BEGIN Record set

PR #515, opened 2018-10-21
create storage path if it does not exist

### LINKED ISSUE #513: change core_api_c_bindings so `get_context` creates the file dirs if they don't exist
Here...

cas_path and storage_path need to be created if they don't exist, otherwise the `.unwrap()` throws a panic

https://github.com/holochain/holochain-rust/blob/ed5a99c89f7985831b9f6fecca95005b015c57f4/core_api_c_binding/src/lib.rs#L51-L70

AshantiMutinta:
closes #513

### DIFF
--- a/cas_implementations/src/path.rs
+++ b/cas_implementations/src/path.rs
@@ -5,7 +5,7 @@ pub fn storage_path(path: &Path, folder_name: &str) -> HcResult<String> {
     let full_path = path.join(".hc").join("storage").join(folder_name);
     let path_as_string = full_path.to_str().ok_or(HolochainError::IoError(
         "Could not find home directory".to_string(),
-    ))?;;
+    ))?;
     Ok(String::from(path_as_string))
 }
 
--- a/cas_implementations/src/path.rs
+++ b/cas_implementations/src/path.rs
@@ -1,10 +1,30 @@
-use holochain_core_types::error::HolochainError;
-use std::path::Path;
+use holochain_core_types::error::{HcResult, HolochainError};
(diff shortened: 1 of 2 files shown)


cas_implementations/src/path.rs
```diff
@@ -1,10 +1,30 @@
...
-use std::path::Path;
+use holochain_core_types::error::{HcResult, HolochainError};
+use std::{fs::DirBuilder, path::Path};
 
-pub fn storage_path(path: &Path, folder_name: &str) -> Result<String, HolochainError> {
+pub fn storage_path(path: &Path, folder_name: &str) -> HcResult<String> {
     let full_path = path.join(".hc").join("storage").join(folder_name);
     let path_as_string = full_path.to_str().ok_or(HolochainError::IoError(
         "Could not find home directory".to_string(),
-    ))?;
```
Connoropolous: Now there's two semicolons for some reason

lucksus:
Hm, I think we really should do this in the container.
But I'm fine with merging this for now, if it is less work for the devcamp.
But I'm also not quite sure if it actually is.. ;) because I believe we have to touch the c-binding interface anyway and add a `Holochain::load()` function. That should get a path from the container. HoloSqape is already maintaining a settings directory and has code for creating the directory if it does not exists. Also that directory is more adjusted to the specific platform patterns..

lucksus:
So, I'll refrain from approving or requesting changes. If you all want to do it this way, go ahead. But I don't think it actually spares us effort.

PR #2137, opened 2020-02-28
await on join

freesig:
## PR summary
This awaits on the new connection future instead of just spawning it because otherwise the `Lib3hToClient::HandleGetGossipingEntryList` and `Lib3hToClient::HandleGetAuthoringEntryList` messages get sent and can be responded to before the join is complete. This leads to the responses to those messages being thrown away. Then the agents id's never actually get into the DHT.
## testing/benchmarking notes

## followups

## changelog

```markdown
```

## documentation

### DIFF
--- a/crates/sim2h/src/lib.rs
+++ b/crates/sim2h/src/lib.rs
@@ -311,18 +311,19 @@ impl Sim2hHandle {
         tokio::task::spawn(async move {
             // -- right now each agent can only be part of a single space :/ --
 
-            let (agent_id, space_hash) = 'got_info: {
-                // TODO might need to up this amount of tries if we get the below error
-                for _ in 0_usize..10 {
-                    // await consistency of new connection
-                    let state = sim2h_handle.state().get_clone().await;
-                    if let Some(info) = state.get_space_info_from_uri(&uri) {
-                        break 'got_info info;
-                    }
-                    tokio::time::delay_for(std::time::Duration::from_millis(100)).await;
+            let (agent_id, space_hash) = {
+                let state = sim2h_handle.state().get_clone().await;
+                if let Some(info) = state.get_space_info_from_uri(&uri) {
+                    info
+                } else {
+                    error!(
+                        "uri has not joined space, cannot proceed {} {}",
+                        uri,
+                        message.message_type()
+                    );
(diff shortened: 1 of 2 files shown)


crates/sim2h/src/sim2h_im_state.rs
```diff
@@ -882,9 +882,14 @@ impl StoreHandle {
...
-    pub fn spawn_new_connection(&self, space_hash: SpaceHash, agent_id: AgentId, uri: Lib3hUri) {
+    pub async fn spawn_new_connection(
+        &self,
+        space_hash: SpaceHash,
+        agent_id: AgentId,
+        uri: Lib3hUri,
+    ) {
         let f = self.new_connection(space_hash, agent_id, uri);
-        tokio::task::spawn(f);
+        f.await
```
neonphog: My intention was that functions prefixed with `spawn_` would not return futures (or anything else) because they spawn the task.

If we don't need this, we can just delete this whole function - and lib.rs can call `new_connection()` directly : )

crates/sim2h/src/lib.rs
```diff
@@ -522,17 +531,20 @@ fn spawn_handle_message_hello(
     }
 }
 
-fn spawn_handle_message_join_space(
+async fn spawn_handle_message_join_space(
```
neonphog: similarly, remove the `spawn_` prefix here if that's not what we're doing.

crates/sim2h/src/lib.rs
```diff
@@ -308,6 +316,7 @@ impl Sim2hHandle {
             // -- right now each agent can only be part of a single space :/ --
 
             let (agent_id, space_hash) = 'got_info: {
+                // TODO might need to up this amount of tries if we get the bellow error
```
Connoropolous:
```suggestion
                // TODO might need to up this amount of tries if we get the below error
```

:)

crates/sim2h/src/lib.rs
```diff
@@ -308,6 +312,7 @@ impl Sim2hHandle {
             // -- right now each agent can only be part of a single space :/ --
 
             let (agent_id, space_hash) = 'got_info: {
+                // TODO might need to up this amount of tries if we get the below error
```
maackle: can probably just remove this loop now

END Record set

Problem:
The records above should be returned exactly.

Response box:
PR #515, opened 2018-10-21
create storage path if it does not exist

### LINKED ISSUE #513: change core_api_c_bindings so `get_context` creates the file dirs if they don't exist
Here...

cas_path and storage_path need to be created if they don't exist, otherwise the `.unwrap()` throws a panic

https://github.com/holochain/holochain-rust/blob/ed5a99c89f7985831b9f6fecca95005b015c57f4/core_api_c_binding/src/lib.rs#L51-L70

AshantiMutinta:
closes #513

### DIFF
--- a/cas_implementations/src/path.rs
+++ b/cas_implementations/src/path.rs
@@ -5,7 +5,7 @@ pub fn storage_path(path: &Path, folder_name: &str) -> HcResult<String> {
     let full_path = path.join(".hc").join("storage").join(folder_name);
     let path_as_string = full_path.to_str().ok_or(HolochainError::IoError(
         "Could not find home directory".to_string(),
-    ))?;;
+    ))?;
     Ok(String::from(path_as_string))
 }
 
--- a/cas_implementations/src/path.rs
+++ b/cas_implementations/src/path.rs
@@ -1,10 +1,30 @@
-use holochain_core_types::error::HolochainError;
-use std::path::Path;
+use holochain_core_types::error::{HcResult, HolochainError};
(diff shortened: 1 of 2 files shown)


cas_implementations/src/path.rs
```diff
@@ -1,10 +1,30 @@
...
-use std::path::Path;
+use holochain_core_types::error::{HcResult, HolochainError};
+use std::{fs::DirBuilder, path::Path};
 
-pub fn storage_path(path: &Path, folder_name: &str) -> Result<String, HolochainError> {
+pub fn storage_path(path: &Path, folder_name: &str) -> HcResult<String> {
     let full_path = path.join(".hc").join("storage").join(folder_name);
     let path_as_string = full_path.to_str().ok_or(HolochainError::IoError(
         "Could not find home directory".to_string(),
-    ))?;
```
Connoropolous: Now there's two semicolons for some reason

lucksus:
Hm, I think we really should do this in the container.
But I'm fine with merging this for now, if it is less work for the devcamp.
But I'm also not quite sure if it actually is.. ;) because I believe we have to touch the c-binding interface anyway and add a `Holochain::load()` function. That should get a path from the container. HoloSqape is already maintaining a settings directory and has code for creating the directory if it does not exists. Also that directory is more adjusted to the specific platform patterns..

lucksus:
So, I'll refrain from approving or requesting changes. If you all want to do it this way, go ahead. But I don't think it actually spares us effort.

PR #2137, opened 2020-02-28
await on join

freesig:
## PR summary
This awaits on the new connection future instead of just spawning it because otherwise the `Lib3hToClient::HandleGetGossipingEntryList` and `Lib3hToClient::HandleGetAuthoringEntryList` messages get sent and can be responded to before the join is complete. This leads to the responses to those messages being thrown away. Then the agents id's never actually get into the DHT.
## testing/benchmarking notes

## followups

## changelog

```markdown
```

## documentation

### DIFF
--- a/crates/sim2h/src/lib.rs
+++ b/crates/sim2h/src/lib.rs
@@ -311,18 +311,19 @@ impl Sim2hHandle {
         tokio::task::spawn(async move {
             // -- right now each agent can only be part of a single space :/ --
 
-            let (agent_id, space_hash) = 'got_info: {
-                // TODO might need to up this amount of tries if we get the below error
-                for _ in 0_usize..10 {
-                    // await consistency of new connection
-                    let state = sim2h_handle.state().get_clone().await;
-                    if let Some(info) = state.get_space_info_from_uri(&uri) {
-                        break 'got_info info;
-                    }
-                    tokio::time::delay_for(std::time::Duration::from_millis(100)).await;
+            let (agent_id, space_hash) = {
+                let state = sim2h_handle.state().get_clone().await;
+                if let Some(info) = state.get_space_info_from_uri(&uri) {
+                    info
+                } else {
+                    error!(
+                        "uri has not joined space, cannot proceed {} {}",
+                        uri,
+                        message.message_type()
+                    );
(diff shortened: 1 of 2 files shown)


crates/sim2h/src/sim2h_im_state.rs
```diff
@@ -882,9 +882,14 @@ impl StoreHandle {
...
-    pub fn spawn_new_connection(&self, space_hash: SpaceHash, agent_id: AgentId, uri: Lib3hUri) {
+    pub async fn spawn_new_connection(
+        &self,
+        space_hash: SpaceHash,
+        agent_id: AgentId,
+        uri: Lib3hUri,
+    ) {
         let f = self.new_connection(space_hash, agent_id, uri);
-        tokio::task::spawn(f);
+        f.await
```
neonphog: My intention was that functions prefixed with `spawn_` would not return futures (or anything else) because they spawn the task.

If we don't need this, we can just delete this whole function - and lib.rs can call `new_connection()` directly : )

crates/sim2h/src/lib.rs
```diff
@@ -522,17 +531,20 @@ fn spawn_handle_message_hello(
     }
 }
 
-fn spawn_handle_message_join_space(
+async fn spawn_handle_message_join_space(
```
neonphog: similarly, remove the `spawn_` prefix here if that's not what we're doing.

crates/sim2h/src/lib.rs
```diff
@@ -308,6 +316,7 @@ impl Sim2hHandle {
             // -- right now each agent can only be part of a single space :/ --
 
             let (agent_id, space_hash) = 'got_info: {
+                // TODO might need to up this amount of tries if we get the bellow error
```
Connoropolous:
```suggestion
                // TODO might need to up this amount of tries if we get the below error
```

:)

crates/sim2h/src/lib.rs
```diff
@@ -308,6 +312,7 @@ impl Sim2hHandle {
             // -- right now each agent can only be part of a single space :/ --
 
             let (agent_id, space_hash) = 'got_info: {
+                // TODO might need to up this amount of tries if we get the below error
```
maackle: can probably just remove this loop now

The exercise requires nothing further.